Saved data entries
------------------------------------------------------------
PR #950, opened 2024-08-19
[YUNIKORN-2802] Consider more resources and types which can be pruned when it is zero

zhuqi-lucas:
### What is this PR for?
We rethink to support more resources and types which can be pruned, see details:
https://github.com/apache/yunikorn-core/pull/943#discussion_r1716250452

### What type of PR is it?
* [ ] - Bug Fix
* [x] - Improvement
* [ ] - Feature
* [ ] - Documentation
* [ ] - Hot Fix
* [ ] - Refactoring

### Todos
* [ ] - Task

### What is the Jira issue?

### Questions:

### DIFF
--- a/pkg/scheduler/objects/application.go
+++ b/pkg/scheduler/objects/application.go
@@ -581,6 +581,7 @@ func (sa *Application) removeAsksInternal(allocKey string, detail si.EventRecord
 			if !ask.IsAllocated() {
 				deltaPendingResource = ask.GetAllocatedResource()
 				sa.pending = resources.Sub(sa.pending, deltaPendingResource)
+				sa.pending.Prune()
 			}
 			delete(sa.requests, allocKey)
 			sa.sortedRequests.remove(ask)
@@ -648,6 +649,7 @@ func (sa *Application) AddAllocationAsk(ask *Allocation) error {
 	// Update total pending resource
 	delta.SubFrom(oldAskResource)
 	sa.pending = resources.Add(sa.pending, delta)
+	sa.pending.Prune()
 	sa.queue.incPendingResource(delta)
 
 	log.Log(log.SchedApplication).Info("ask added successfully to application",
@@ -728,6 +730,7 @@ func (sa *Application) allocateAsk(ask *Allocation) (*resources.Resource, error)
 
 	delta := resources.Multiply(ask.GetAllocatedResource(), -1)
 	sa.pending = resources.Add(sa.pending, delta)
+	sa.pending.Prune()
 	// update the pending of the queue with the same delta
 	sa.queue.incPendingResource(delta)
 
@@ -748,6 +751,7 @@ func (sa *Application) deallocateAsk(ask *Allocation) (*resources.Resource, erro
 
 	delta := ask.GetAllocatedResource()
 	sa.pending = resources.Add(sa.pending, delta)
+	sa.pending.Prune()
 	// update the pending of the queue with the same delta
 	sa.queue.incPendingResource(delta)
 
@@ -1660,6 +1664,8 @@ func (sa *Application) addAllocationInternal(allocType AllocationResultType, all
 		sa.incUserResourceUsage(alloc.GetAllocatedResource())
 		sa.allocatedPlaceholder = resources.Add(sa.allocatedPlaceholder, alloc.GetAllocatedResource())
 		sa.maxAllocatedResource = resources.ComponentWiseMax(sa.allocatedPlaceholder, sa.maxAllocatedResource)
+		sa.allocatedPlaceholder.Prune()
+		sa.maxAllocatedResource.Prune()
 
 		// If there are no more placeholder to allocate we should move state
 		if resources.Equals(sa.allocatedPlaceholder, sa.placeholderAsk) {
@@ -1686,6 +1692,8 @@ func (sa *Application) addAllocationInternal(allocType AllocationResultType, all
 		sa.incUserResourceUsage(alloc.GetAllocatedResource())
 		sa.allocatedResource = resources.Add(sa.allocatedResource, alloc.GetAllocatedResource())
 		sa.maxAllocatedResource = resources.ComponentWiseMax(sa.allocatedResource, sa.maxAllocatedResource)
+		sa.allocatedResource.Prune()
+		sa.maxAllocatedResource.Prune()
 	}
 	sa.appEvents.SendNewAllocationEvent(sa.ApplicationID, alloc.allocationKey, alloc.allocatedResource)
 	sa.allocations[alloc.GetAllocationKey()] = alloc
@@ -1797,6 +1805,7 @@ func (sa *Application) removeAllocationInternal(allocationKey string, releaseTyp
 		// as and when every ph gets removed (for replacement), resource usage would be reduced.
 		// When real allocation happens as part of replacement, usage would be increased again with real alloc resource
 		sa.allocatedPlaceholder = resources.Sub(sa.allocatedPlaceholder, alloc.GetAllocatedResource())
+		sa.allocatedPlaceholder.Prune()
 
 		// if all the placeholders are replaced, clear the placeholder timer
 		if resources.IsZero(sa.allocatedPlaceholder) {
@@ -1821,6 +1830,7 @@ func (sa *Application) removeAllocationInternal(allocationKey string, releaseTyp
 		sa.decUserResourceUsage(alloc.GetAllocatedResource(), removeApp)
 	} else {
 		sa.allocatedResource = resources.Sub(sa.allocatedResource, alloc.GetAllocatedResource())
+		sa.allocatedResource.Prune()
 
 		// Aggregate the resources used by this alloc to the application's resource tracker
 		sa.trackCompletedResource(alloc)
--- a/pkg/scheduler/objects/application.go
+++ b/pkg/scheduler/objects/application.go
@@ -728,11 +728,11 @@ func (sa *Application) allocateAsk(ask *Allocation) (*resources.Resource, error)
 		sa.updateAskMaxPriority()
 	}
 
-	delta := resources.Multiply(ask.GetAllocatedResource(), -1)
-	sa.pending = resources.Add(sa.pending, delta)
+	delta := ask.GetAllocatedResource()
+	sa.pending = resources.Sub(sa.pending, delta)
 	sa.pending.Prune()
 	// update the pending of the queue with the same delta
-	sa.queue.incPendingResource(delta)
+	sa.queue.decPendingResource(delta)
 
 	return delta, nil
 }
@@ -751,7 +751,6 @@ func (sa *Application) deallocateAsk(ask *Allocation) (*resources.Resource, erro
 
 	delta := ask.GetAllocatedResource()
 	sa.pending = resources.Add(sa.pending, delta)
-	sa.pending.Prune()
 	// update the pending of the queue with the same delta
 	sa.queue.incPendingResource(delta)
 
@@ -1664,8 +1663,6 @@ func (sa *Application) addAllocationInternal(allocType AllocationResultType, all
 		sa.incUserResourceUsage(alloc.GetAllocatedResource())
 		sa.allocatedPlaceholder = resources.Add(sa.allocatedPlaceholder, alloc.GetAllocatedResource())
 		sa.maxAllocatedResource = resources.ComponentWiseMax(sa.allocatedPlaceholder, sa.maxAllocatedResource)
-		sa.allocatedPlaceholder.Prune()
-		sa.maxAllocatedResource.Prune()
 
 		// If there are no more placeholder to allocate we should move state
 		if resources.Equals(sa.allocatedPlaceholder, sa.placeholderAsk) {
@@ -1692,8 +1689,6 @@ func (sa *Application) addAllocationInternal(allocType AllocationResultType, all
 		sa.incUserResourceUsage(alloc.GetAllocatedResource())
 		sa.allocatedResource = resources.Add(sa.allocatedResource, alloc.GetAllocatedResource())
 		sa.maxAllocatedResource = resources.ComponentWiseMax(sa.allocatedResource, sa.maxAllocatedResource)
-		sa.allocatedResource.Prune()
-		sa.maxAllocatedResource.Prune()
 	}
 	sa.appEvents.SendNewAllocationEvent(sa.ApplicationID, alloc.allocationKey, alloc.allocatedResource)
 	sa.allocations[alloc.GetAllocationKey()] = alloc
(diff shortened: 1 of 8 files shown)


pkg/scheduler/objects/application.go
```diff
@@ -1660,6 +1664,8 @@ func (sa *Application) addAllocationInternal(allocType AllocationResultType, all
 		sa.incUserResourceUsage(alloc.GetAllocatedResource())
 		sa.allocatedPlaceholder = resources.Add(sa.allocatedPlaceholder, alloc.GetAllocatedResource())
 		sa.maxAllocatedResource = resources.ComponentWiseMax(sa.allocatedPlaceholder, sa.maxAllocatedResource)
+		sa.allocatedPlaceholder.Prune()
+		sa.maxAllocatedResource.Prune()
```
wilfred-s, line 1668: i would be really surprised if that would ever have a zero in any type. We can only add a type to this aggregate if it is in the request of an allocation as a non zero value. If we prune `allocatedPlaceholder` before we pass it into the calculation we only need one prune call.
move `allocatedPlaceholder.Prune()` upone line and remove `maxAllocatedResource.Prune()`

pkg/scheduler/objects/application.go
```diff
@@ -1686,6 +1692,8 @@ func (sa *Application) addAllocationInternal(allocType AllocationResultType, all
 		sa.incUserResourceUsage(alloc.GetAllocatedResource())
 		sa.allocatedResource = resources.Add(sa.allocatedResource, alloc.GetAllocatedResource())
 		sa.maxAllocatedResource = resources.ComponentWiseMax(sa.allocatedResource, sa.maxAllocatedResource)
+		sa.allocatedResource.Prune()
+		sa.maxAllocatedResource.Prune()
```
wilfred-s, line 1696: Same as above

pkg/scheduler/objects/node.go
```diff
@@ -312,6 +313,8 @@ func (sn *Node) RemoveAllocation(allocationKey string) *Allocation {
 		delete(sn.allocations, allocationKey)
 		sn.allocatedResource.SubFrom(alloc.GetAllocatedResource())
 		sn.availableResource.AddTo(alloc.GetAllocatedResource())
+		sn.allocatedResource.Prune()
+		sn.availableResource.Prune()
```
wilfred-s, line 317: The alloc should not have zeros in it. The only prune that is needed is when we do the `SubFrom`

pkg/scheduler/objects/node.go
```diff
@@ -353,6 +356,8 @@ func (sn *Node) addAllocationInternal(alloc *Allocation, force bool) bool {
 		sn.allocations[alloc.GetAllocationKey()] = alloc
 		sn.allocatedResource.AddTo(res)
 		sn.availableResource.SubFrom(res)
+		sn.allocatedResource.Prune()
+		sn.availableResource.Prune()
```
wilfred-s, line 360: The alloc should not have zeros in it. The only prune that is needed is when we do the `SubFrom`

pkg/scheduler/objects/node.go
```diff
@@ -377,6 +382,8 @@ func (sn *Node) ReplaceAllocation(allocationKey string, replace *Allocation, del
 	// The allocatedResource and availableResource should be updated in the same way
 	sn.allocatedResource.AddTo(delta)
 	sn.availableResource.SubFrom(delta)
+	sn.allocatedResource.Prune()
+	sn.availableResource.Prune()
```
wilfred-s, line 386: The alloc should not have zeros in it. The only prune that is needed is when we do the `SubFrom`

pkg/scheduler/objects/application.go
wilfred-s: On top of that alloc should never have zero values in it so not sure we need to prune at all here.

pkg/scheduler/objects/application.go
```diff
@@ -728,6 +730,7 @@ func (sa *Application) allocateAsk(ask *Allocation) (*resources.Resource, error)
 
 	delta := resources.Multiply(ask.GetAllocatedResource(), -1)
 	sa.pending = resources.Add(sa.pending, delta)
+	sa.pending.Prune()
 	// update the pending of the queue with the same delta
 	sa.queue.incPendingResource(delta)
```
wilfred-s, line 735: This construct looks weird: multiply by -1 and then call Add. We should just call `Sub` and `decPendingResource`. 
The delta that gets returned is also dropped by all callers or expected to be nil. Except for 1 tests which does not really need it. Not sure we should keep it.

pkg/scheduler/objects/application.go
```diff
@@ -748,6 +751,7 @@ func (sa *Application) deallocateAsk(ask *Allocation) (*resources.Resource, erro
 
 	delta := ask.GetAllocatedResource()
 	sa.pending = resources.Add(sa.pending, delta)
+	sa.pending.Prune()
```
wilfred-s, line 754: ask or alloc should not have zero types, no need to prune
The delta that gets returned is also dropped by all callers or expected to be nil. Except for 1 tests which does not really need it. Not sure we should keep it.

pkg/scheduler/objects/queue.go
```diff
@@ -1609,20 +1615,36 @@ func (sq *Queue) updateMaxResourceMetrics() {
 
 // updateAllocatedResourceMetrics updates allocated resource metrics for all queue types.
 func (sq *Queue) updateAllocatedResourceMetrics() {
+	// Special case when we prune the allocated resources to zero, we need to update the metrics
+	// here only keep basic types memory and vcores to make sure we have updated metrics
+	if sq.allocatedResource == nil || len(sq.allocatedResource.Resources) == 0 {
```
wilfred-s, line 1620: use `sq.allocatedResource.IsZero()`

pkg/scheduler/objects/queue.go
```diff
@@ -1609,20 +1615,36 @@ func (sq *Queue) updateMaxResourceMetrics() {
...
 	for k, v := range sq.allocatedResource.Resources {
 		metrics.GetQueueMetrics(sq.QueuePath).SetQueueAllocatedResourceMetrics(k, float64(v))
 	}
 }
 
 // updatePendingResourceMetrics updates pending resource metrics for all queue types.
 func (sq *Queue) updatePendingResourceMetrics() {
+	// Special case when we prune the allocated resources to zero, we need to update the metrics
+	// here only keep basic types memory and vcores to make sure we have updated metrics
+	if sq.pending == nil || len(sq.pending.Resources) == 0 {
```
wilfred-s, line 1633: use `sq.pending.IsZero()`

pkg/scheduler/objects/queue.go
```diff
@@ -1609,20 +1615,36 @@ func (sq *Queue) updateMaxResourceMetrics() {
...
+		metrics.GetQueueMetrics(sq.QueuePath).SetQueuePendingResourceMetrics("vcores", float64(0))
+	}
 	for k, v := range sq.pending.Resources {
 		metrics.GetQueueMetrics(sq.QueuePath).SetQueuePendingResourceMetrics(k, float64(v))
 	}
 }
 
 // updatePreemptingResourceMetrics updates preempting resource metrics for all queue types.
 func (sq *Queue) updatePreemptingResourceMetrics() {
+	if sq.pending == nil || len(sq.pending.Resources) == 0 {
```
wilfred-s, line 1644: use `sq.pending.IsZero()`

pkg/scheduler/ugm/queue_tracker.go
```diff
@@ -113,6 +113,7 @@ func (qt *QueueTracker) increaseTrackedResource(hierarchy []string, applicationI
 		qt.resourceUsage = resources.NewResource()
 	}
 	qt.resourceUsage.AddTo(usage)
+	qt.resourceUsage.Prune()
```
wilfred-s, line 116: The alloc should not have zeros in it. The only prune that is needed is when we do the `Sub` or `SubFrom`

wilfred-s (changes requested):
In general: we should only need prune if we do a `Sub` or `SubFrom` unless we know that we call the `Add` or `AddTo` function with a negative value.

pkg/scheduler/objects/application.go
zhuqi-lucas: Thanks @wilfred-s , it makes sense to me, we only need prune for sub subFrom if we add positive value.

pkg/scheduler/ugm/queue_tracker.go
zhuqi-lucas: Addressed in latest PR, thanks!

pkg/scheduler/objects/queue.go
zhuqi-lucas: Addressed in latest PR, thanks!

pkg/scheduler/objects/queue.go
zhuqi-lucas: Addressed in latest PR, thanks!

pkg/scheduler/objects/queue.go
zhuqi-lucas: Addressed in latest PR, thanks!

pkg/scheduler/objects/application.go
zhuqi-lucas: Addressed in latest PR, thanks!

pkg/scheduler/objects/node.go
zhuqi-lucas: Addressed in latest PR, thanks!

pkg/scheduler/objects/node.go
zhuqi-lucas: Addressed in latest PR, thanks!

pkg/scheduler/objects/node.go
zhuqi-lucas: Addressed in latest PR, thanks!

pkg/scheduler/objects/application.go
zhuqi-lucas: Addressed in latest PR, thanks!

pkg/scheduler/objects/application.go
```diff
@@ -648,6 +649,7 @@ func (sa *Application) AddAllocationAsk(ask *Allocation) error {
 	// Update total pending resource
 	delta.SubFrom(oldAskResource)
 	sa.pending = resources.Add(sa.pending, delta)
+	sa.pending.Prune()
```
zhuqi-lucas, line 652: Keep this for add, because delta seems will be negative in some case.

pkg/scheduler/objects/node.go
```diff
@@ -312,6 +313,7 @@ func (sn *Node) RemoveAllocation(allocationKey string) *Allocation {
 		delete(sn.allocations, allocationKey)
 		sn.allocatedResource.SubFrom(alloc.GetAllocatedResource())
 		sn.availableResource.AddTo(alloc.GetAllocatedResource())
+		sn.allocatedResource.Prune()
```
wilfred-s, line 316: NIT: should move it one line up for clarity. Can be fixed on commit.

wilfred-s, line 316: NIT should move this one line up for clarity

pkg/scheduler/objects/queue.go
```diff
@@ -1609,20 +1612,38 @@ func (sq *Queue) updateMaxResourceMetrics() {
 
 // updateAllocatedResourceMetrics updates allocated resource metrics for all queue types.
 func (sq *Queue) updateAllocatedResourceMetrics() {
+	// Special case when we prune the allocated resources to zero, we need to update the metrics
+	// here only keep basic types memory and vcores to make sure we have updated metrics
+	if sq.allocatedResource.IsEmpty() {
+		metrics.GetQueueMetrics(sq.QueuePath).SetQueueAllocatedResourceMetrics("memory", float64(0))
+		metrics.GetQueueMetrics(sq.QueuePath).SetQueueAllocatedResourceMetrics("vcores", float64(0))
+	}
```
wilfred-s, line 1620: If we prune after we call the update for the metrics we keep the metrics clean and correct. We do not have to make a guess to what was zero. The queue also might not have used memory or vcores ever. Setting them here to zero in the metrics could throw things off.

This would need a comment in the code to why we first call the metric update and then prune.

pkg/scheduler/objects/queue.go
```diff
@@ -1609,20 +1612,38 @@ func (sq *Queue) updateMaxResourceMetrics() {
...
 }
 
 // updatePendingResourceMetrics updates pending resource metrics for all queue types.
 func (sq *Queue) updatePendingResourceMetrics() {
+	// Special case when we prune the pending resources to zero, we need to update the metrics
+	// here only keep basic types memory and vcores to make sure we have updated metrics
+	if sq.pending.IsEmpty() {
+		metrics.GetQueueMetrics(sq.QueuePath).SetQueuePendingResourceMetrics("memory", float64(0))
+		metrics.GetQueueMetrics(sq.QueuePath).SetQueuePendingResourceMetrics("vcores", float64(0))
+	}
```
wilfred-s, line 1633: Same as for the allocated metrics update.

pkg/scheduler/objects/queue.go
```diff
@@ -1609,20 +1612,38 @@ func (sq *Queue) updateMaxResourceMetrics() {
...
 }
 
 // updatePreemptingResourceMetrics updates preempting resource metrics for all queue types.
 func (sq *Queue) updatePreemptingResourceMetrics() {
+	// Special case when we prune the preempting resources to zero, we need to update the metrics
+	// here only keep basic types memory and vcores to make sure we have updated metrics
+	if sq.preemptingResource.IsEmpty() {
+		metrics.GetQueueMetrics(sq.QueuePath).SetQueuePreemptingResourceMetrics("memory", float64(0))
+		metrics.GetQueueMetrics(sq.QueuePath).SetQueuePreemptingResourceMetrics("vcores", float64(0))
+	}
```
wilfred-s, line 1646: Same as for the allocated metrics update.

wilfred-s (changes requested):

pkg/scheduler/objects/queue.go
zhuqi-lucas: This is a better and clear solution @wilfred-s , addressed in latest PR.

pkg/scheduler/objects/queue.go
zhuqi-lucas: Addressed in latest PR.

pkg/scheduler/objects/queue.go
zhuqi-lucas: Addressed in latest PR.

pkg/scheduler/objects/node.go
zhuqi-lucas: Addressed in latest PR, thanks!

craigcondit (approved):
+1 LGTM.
------------------------------------------------------------
## Task directions
Wherever "AddTo" occurs in the entries above, copy the line it sits on.

## Solution for this problem
 		sn.availableResource.AddTo(alloc.GetAllocatedResource())
 		sn.allocatedResource.AddTo(res)
 	sn.allocatedResource.AddTo(delta)
 	qt.resourceUsage.AddTo(usage)
In general: we should only need prune if we do a `Sub` or `SubFrom` unless we know that we call the `Add` or `AddTo` function with a negative value.
 		sn.availableResource.AddTo(alloc.GetAllocatedResource())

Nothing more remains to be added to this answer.